PR #7881, opened 2024-12-14
fix(linter): false positive in `jsx-a11y/label-has-associated-control`

### LINKED ISSUE #7849: linter: false positives for label-has-associated-control

0.15.0 / main

### What command did you run?

oxlint --import-plugin --jsx-a11y-plugin -D label-has-associated-control

_No response_

### What happened?

In our projects we currently run eslint with this rule enabled but it doesn't warn us about these issues while with oxlint it does. 

```
  × eslint-plugin-jsx-a11y(label-has-associated-control): A form label must be associated with a control.
     ╭─[src/app.tsx:173:13]
 172 │         <Page>
 173 │             <FilesContext.Provider value={{ addAlert, cwdInfo }}>
     ·             ─────────────────────────────────────────────────────
 174 │                 <WithDialogs>
     ╰────
  help: Either give the label a `htmlFor` attribute with the id of the associated control, or wrap the label around the control.
```
Code: https://github.com/cockpit-project/cockpit-files/blob/13/src/app.tsx#L173

```
  ⚠ eslint-plugin-jsx-a11y(label-has-associated-control): A form label must have accessible text.
    ╭─[src/ContainerDetails.jsx:66:53]
 65 │                         <DescriptionListTerm>{_("Created")}</DescriptionListTerm>
 66 │                         <DescriptionListDescription><utils.RelativeTime time={container.Created} /></DescriptionListDescription>
    ·                                                     ───────────────────────────────────────────────
 67 │                     </DescriptionListGroup>
    ╰────
  help: Ensure the label either has text inside it or is accessibly labelled using an attribute such as `aria-label`, or `aria-labelledby`. You can mark more attributes as
accessible labels by configuring the `labelAttributes` option.
```

shulaoda:
closes #7849

This is essentially because `get_element_type` does not support recognizing tag names like `<a.b />`. I'm unsure whether we should support it.

### DIFF
--- a/crates/oxc_linter/src/rules/jsx_a11y/label_has_associated_control.rs
+++ b/crates/oxc_linter/src/rules/jsx_a11y/label_has_associated_control.rs
@@ -206,10 +206,12 @@ impl Rule for LabelHasAssociatedControl {
             return;
         };
 
-        if let Some(element_type) = get_element_type(ctx, &element.opening_element) {
-            if self.label_components.binary_search(&element_type.into()).is_err() {
-                return;
-            }
+        let Some(element_type) = get_element_type(ctx, &element.opening_element) else {
+            return;
+        };
+
+        if self.label_components.binary_search(&element_type.into()).is_err() {
+            return;
         }
 
         let has_html_for = has_jsx_prop(&element.opening_element, "htmlFor").is_some();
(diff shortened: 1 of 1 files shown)


Boshen:
I think it should if makes sense.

____________

Problem to work on => The lines to return are those in the entries above that include "false".

Your solution =>
fix(linter): false positive in `jsx-a11y/label-has-associated-control`
### LINKED ISSUE #7849: linter: false positives for label-has-associated-control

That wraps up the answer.